Is it surprising that neither default noise nor Brownian noise reached the sample that we got via sample_dpm_adaptive?

crowsonkb commented 1 year ago

For DPM Adaptive I think you might want to decrease the per-step error tolerances atol and rtol, the defaults are kind of lax and don't reach the converged image. (Also make sure to pass in the Brownian tree.)

I am working on a version of DPM++ 2S that is even better at resembling the converged image with lower step counts, it does a noise addition between the first stage and the second and then uses the Brownian tree to replay part of the noise for the noise addition after the second stage. This new sampler is particularly good for old-style CLIP guided diffusion too, because it prevents the model from ever seeing an x_t dragged off distribution by CLIP without a noise addition in between to put it back on distribution. I just need to know what to name it...

Birch-san commented 1 year ago

so with sample_dpm_adaptive

make sure to pass in the Brownian tree

first is Brownian, second is default:

both ran for 51 iterations

decrease the per-step error tolerances atol and rtol

all using Brownian, halving tolerances each time…

rtol=0.05, atol=0.0078 (default), 51 iterations:

rtol=0.025, atol=0.0039, 57 iterations:

rtol=0.0125, atol=0.00195, 69 iterations:

rtol=0.00625, atol=0.000975, 84 iterations:

rtol=0.003125, atol=0.0004875, 105 iterations:

hmmm I'm not getting the impression the tolerances were too high to allow convergence. feels like there's something else going on here, preventing sample_dpm_adaptive and sample_dpmpp_2s_ancestral from converging to the same image.
this is float32 btw. I can't check float64 on-GPU on Mac.

crowsonkb commented 1 year ago

so with sample_dpm_adaptive

make sure to pass in the Brownian tree

first is Brownian, second is default: both ran for 51 iterations

Since those are the same I think you need to set eta to something other than the default of 0, because it isn't using the random noise at all.

crowsonkb commented 1 year ago

Fixed by https://github.com/crowsonkb/k-diffusion/commit/7621f11f786ec17119ae9cac8e88971b822a4bbe.

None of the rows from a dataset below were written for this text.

PR #1256, opened 2021-04-27
fix pernight redshift logic with multiple input nights

sbailey:
This PR fixes a logic bug in `desi_tile_redshifts --group pernight --night N1 N2 N3` when called with multiple nights.  The intended behavior was to submit one job per (TILEID, NIGHT) combination, using only the exposures from each night.  Instead, it was submitting the equivalent of a "cumulative" job, but calling it a "pernight" job.

Fortunately we did not hit this problem with denali because we only submitted one night at a time.

@akremin please review this.

### DIFF
--- a/bin/desi_tile_redshifts
+++ b/bin/desi_tile_redshifts
@@ -115,6 +115,12 @@ def batch_tile_redshifts(tileid, exptable, group, spectrographs=None,
         log.error(msg)
         raise ValueError(msg)
 
+    nights = np.unique(np.asarray(exptable['NIGHT']))
+    if (group in ['pernight', 'pernight-v0']) and len(nights)>1:
+        msg = f'group=pernight requires all exptable rows to be same night, not {nights}'
+        log.error(msg)
+        raise ValueError(msg)
+
     spectro_string = ' '.join([str(sp) for sp in spectrographs])
     num_nodes = len(spectrographs)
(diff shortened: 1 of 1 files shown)


bin/desi_tile_redshifts
```diff
@@ -115,6 +115,12 @@ def batch_tile_redshifts(tileid, exptable, group, spectrographs=None,
         log.error(msg)
         raise ValueError(msg)
 
+    nights = np.unique(np.asarray(exptable['NIGHT']))
+    if (group in ['pernight', 'pernight-v0']) and len(nights)>1:
+        msg = f'group=pernight requires all exptable rows to be same night, not {nights}'
+        log.error(msg)
+        raise ValueError(msg)
```
akremin, line 122: Should there be a similar check for tile?

akremin (approved):
The logic all looks good. I had one comment about whether we should also check for a being a single tileid given that you are now checking for a single night inside the redshift script generator. It isn't required, but I think we should check if we're already questioning the data the user is submitting.

Assuming you tested that it runs under the conditions you're tweaking, then I think this is ready to be merged after you respond to the minor comment (one way or another).

sbailey:
Superseded by #1260 (including also adding the multi-tile consistency check).  Closing this PR.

Birch-san commented 1 year ago

Since those are the same I think you need to set eta to something other than the default of 0, because it isn't using the random noise at all.

@crowsonkb

okay yeah, running sample_dpm_adaptive with eta increased to 0.734375 or 0.75, seems to resemble the pose that sample_dpmpp_2s_ancestral was producing.
I used the same Brownian tree noise seed on both samplers.

target we're trying to converge on (sample_dpmpp_2s_ancestral, 100 steps):

sample_dpm_adaptive, eta:
0.0, 0.5, 0.625, 0.6875, 0.71875, 0.734375, 0.75, 1.0

is eta supposed to behave like a scale where "more eta = more converged"? does it range from 0.0 to 1.0?
eta=1.0 didn't resemble the pose as much. is that likely to just be because rtol and atol were too high, so too much error was tolerated and we didn't get a representative converged image?

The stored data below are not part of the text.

PR #1257, opened 2021-04-29
add an option to stdstars allowing to use arbitrary TARGETIDs as standards

segasai:
I propose a simple option to stdstars script allowing to override isStdStar()  by directly specifying TARGETIDs of standards. 
That should make it easier to do tests expanding standard selection, processing fields without enough standards etc.

### DIFF
--- a/py/desispec/scripts/stdstars.py
+++ b/py/desispec/scripts/stdstars.py
@@ -43,6 +43,9 @@ def parse(options=None):
     parser.add_argument('--template-error', type = float, default = 0.1, required = False, help = 'fractional template error used in chi2 computation (about 0.1 for BOSS b1)')
     parser.add_argument('--maxstdstars', type=int, default=30, \
             help='Maximum number of stdstars to include')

none of sample_dpm_adaptive's results had as large sleeves as sample_dpmpp_2s_ancestral was producing. is that again likely to just be down to too-high rtol and atol?

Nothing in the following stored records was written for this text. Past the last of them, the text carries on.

PR #1259, opened 2021-04-30
enable performing fluxcalibration using whatever fibers are in the model file without additional checks

segasai:
This is a continuation of PR #1257 that enables performing fluxcalibration using whatever 
fibers are in the model files without double checking again whether these are standards according to the
fibermap
It adds  --nostdcheck parameter. 
I didnt' add a test for this, as I wasnt' sure if it's worth extra CPU cycles, but I can if needed. 

With this PR and a previous one I was able to easily reprocess the M31 exposures using a custom standard selection.

### DIFF
--- a/py/desispec/scripts/fluxcalibration.py
+++ b/py/desispec/scripts/fluxcalibration.py
@@ -43,6 +43,8 @@ def parse(options=None):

in the sample_dpmpp_2s_ancestral results I ran previously: from 25 steps onwards, further sampling produced very little change. does that imply that the high-step sample_dpmpp_2s_ancestral results we've seen are a good representation of the "converged" image? furthermore does that imply that sample_dpm_adaptive should be able to converge on the same image (i.e. with the same pose and large sleeves) given the right configuration?

Birch-san commented 1 year ago

oh wow, halving rtol to 0.025 does help sample_dpm_adaptive produce big sleeves similar to the ones sample_dpm_adaptive converged on.

target we're trying to converge on (sample_dpmpp_2s_ancestral, 100 steps):

sample_dpm_adaptive
eta=0.75
atol 0.0078 (default)
rtol=0.05 (default), 0.0375, 0.025, 0.0125

hm, when rtol is reduced even more (to 0.0125): it diverges from what sample_dpmpp_2s_ancestral produced. does that make it likely to be a more representative result (of what the model would return if you denoised on all 1000 timesteps)? unintuitive, since the sample_dpmpp_2s_ancestral seemed to be already-converged, based on the fact that sampling for more steps ceased to produce further significant change in it, so it feels like that's the result I should treat as more representative?